OK, got this working. At a glance, they do have a section on ‘Spambot countermeasures’: they seem to mostly be CAPTCHAs of various types. However, the focus is on blocking spam registrations and logins, rather than on blocking viewers. For the latter, I suspect you’ll need to configure things on the hosting provider.

Re: Maybe pruning?

Posted: Thu Jun 29, 2023 11:25 pm
by rotting bones
bradrn wrote: Thu Jun 29, 2023 10:57 pm The hosting company should almost certainly keep logs. I can’t remember which one you’re using now… at least for Dreamhost, viewing them seems to be pretty easy, though they only keep 3 days’ worth: https://help.dreamhost.com/hc/en-us/articles/216512197. Running tracepath brings up the name of Bluehost instead, which also keeps access logs.
Right, if this site isn't self-hosted, I don't know what will be visible from the outside.

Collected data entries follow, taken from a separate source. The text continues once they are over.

PR #91, opened 2026-06-07
Catch zlib.error in _maybe_decompress for corrupt gzip XMLTV bodies

razzamatazm:
## What changed

EPG guide data can stop updating silently when a provider sends a gzip-compressed XMLTV response where the header is valid but the compressed data that follows is corrupt or truncated.

PR #73 added a try/except to handle `gzip.BadGzipFile`, `EOFError`, and `OSError`. But there is a fourth case: when the gzip header parses correctly and the error only appears in the compressed body, Python raises `zlib.error`, which is not a subclass of `OSError` and was not caught. The result is an unhandled exception that aborts the entire EPG account refresh, turns the connection badge red, and leaves the guide stale, all with no clear error message.

**Fix:** add `zlib.error` to the except tuple. The caller already handles an empty `b""` return by logging a warning and moving on, so no additional changes are needed.

## Before

A provider sending a valid gzip magic byte sequence followed by garbage content (for example, a proxy that injects an HTML error page after the gzip header, or a server that died mid-write) would cause an unhandled `zlib.error` crash and abort the EPG refresh:

```
zlib.error: Error -3 while decompressing data: invalid block type
  File ".../epg_ingest_manager.py", in _maybe_decompress
    return gzip.decompress(data)
```

## After

`_maybe_decompress` returns `b""` for any of these error cases, and the caller treats that as "no XMLTV data available" and logs a warning instead of failing the account.

## Tests

- `test_corrupt_deflate_body_does_not_raise`: builds a fixture with a syntactically valid gzip header and garbage deflate body, first verifies it actually raises `zlib.error` (not `BadGzipFile`), then confirms `_maybe_decompress` returns `b""` safely
- `test_valid_gzip_still_decompresses_after_zlib_fix`: regression that valid gzip is still decompressed correctly
- Full suite: 226 tests, all pass

## Note

This replaces PR #86, which was branched off the `gremlin/cleanup-bracket-glob-bug` branch (not main) and contained extra files from other PRs. This branch is a clean rebase from current main with only the `zlib.error` fix.

### DIFF
--- a/backend/services/epg_ingest_manager.py
+++ b/backend/services/epg_ingest_manager.py
@@ -3,6 +3,7 @@ import base64
 import gzip
 import io
 import logging
+import zlib
 from datetime import datetime, timedelta, timezone
 from typing import Dict, Iterable, Optional
 from xml.etree.ElementTree import Element
@@ -479,7 +480,7 @@ class EPGIngestManager:
         if data[:2] == b"\x1f\x8b":
             try:
                 return gzip.decompress(data)
-            except (gzip.BadGzipFile, EOFError, OSError):
+            except (gzip.BadGzipFile, EOFError, OSError, zlib.error):
                 return b""
         return data
 
--- a/backend/tests/test_epg_zlib_error.py
+++ b/backend/tests/test_epg_zlib_error.py
@@ -1,0 +1,77 @@
+"""
+Regression test for _maybe_decompress raising uncaught zlib.error on XMLTV
+data with a valid gzip header but corrupt deflate body.
+
+gzip.BadGzipFile and EOFError are raised when the gzip HEADER is malformed
+or truncated. zlib.error is raised when the header is valid but the compressed
+body is corrupt or truncated after the header. Both failure modes reach the
+user the same way: the entire EPG refresh fails, the connection badge goes red,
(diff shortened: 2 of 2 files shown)


razzamatazm-cleo (approved):
Approve.

Verified the fix and the regression test:
- `zlib.error` is genuinely needed: `gzip.decompress` raises it (not `BadGzipFile`/`EOFError`/`OSError`) when the gzip header is valid but the deflate body is corrupt. It is not a subclass of the previously caught exceptions, so before this change that case crashed the EPG refresh.
- The caller is safe with the `b""` return: line 183 logs "XMLTV response was empty." and line 255 guards `_iter_programs` behind `if xmltv_bytes:`, so empty bytes never reach `ET.iterparse` (which would otherwise raise ParseError on empty input). The fix is complete end to end.
- Test asserts the fixture actually triggers `zlib.error` first, then that `_maybe_decompress` returns `b""`, plus a happy-path decompress. Good coverage.

One coordination note (not blocking this PR): PR #86 adds an identical `backend/tests/test_epg_zlib_error.py`. The author already asked to close #86 in favor of this; that should happen before merge to avoid a duplicate-file conflict.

bradrn wrote: Thu Jun 29, 2023 11:09 pm OK, got this working. At a glance, they do have a section on ‘Spambot countermeasures’: they seem to mostly be CAPTCHAs of various types. However, the focus is on blocking spam registrations and logins, rather than on blocking viewers. For the latter, I suspect you’ll need to configure things on the hosting provider.
When I Googled this earlier, I found a dizzying array of CAPTCHA-related extensions. IIRC a lot of them change the CAPTCHA type.